To provide criteria for determining developmental rates, the development of C. melanotaenia was divided into thirteen stages, based on the first appearance of some easily recognized marked characters.

Stage 1. Perivitelline space is present between the egg envelope and the vitelline membrane. Central lipid droplet is present in the yolk.

Stage 2. Embryonic axis present. The embryo has almost five pairs of somites. Little cephalic organization.

Stage 3. The embryo has ten pairs of somites. Kupffer's vesicle is present.

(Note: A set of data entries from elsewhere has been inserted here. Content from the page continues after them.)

PR #6442, opened 2025-02-26
distinguish placeholder from actual values

### LINKED ISSUE #6434: Input placeholder should be distinguishable from actual content
Many input elements in Kitodo.Production display placeholders if no value is present.
These placeholders are styled in the same way as actual values.

Image
The first input "number of pages" contains no value and displays its placeholder. The second input "number of volumes" contains the actual value "0".
It is not possible to know if an input field contains a value or just displays its placeholder without clicking into the input.

The placeholder should be easily distinguishable from an actual value, e.g. by a different text color or style like italics.

clemensmach:
Fixes #6434

### DIFF
--- a/Kitodo/src/main/webapp/WEB-INF/resources/css/pattern-library.css
+++ b/Kitodo/src/main/webapp/WEB-INF/resources/css/pattern-library.css
@@ -619,7 +619,7 @@ button.ui-datepicker-trigger.ui-button-icon-only::before {
 
 
 .ui-inputfield::placeholder {
-    color: var(--blue);
+    color: var(--light-blue);
 }
 
 .ui-inputfield.ui-state-hover::placeholder {


solth:
Hi @clemensmach, thanks for this pull request. If you want it to be reviewed please set it "Ready for review" with the corresponding button!

oliver-stoehr (changes requested):
Thank you @clemensmach, I like this simple solution. 
However it might be difficult to distinguish the two colors from each other, especially for users with vision impairments. Maybe you could also add a color-independent difference like
`font-style: italic`
in addition to the light blue color.

clemensmach:
>  `font-style: italic` in addition to the light blue color.

that looks even better

image

oliver-stoehr (approved):

solth:
@clemensmach would you mind opening a corresponding pull request for the 3.8 branch of Kitodo.Production?

clemensmach:
sure: #6452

Stage 4. The embryo has twenty pairs of somites, with lateral contraction. Optic vesicles are prominent, with some indication of the optic cups. Kupffer's vesicle is no longer present.

Stage 5. Cephalic organization is evident. Heart undergoes contractions. Optic cups are slightly larger than in the previous stage. Eyes are unpigmented.

Stage 6. The crystalline lenses have appeared in the eyes. Optic cups occupy a greater volume. Either no or few melanophores are present on the trunk. Eyes are still unpigmented or partially pigmented.

Stage 7. Eyes with brown pigment. Melanophores present on the head and trunk.

Stage 8. Eyes with dark-brown or black pigment, with reflex in the central part. Melanophores present on head and trunk have become larger and more numerous.

Stage 9. Pectoral fin bud is present as a lateral condensation of tissue. Some melanophores. Circulating blood cells increase in number.

Stage 10. Pectoral fins are more developed, but no fin rays are present. Eyes are strongly pigmented, and possess a prominent ring of reflecting gold material. Caudal fin touching the embryo heads, but no fin rays present.

Stage 11. Heavily pigmented eyes contain a blue-colored reflecting material. Eyes undergo spontaneous movements. On the head are large melanophores and several are present near the mouth.

Stage 12. Fins (pectoral and caudal) contain rays. The tip of the caudal fin extends over and beyond the head.

Stage 13. Late stage of development. Embryos exhibit spontaneous jaw movement.

No difference in embryonic development was observed between the dechorionated eggs and the control group. Nevertheless, some embryos did not survive nearly as long after the secondary chorionic envelope had been removed.

According to Carter & Wourms (1991), annual fish development differs markedly from that of typical non-annual teleost fish due to the occurrence of embryonic diapause and the presence of a phase in which embryo-forming cells disperse and subsequently reaggregate. The early embryonic developmental stages, corresponding to the dispersion and reaggregation cell phases, described by Wourms (1972a, b, c) and Avni & Soin (1974), have not been described here.

According to Wourms (1972a), three diapause stages are expected to be observed in the embryology of annual fish. In C. melanotaenia the two first stages are facultative and the last is obligatory. The first diapause can occur at the dispersed cell stage, when the amoeboid cells are randomly distributed. The second diapause stage may occur between the forth and fifth stage. Resumption of heart contractions indicates its end. The third diapause occurs during stage thirteen, the pre-hatching stage. This last diapause stage was the most evident after the bradycardia phase was observed.

Regarding the use of juveniles of C. melanotaenia as a test organism in toxicity tests, stocks at 20° ± 1°C or a variable ambient temperature between 16°-25°C (mean = 21°C, sd = 1.95) are recommended. At these temperatures, we did not observe any significant difference in the mean time spent to complete embryonic development (Table 3). Since the embryos need a longer period to complete their development at these temperatures, they can also be stocked for a longer period. Egg incubation at 25° ± 1°C is not recommended since the juveniles quickly perish.

Acknowledgments – To Laura R.P. Utz and Claudine Gus for their suggestions and review.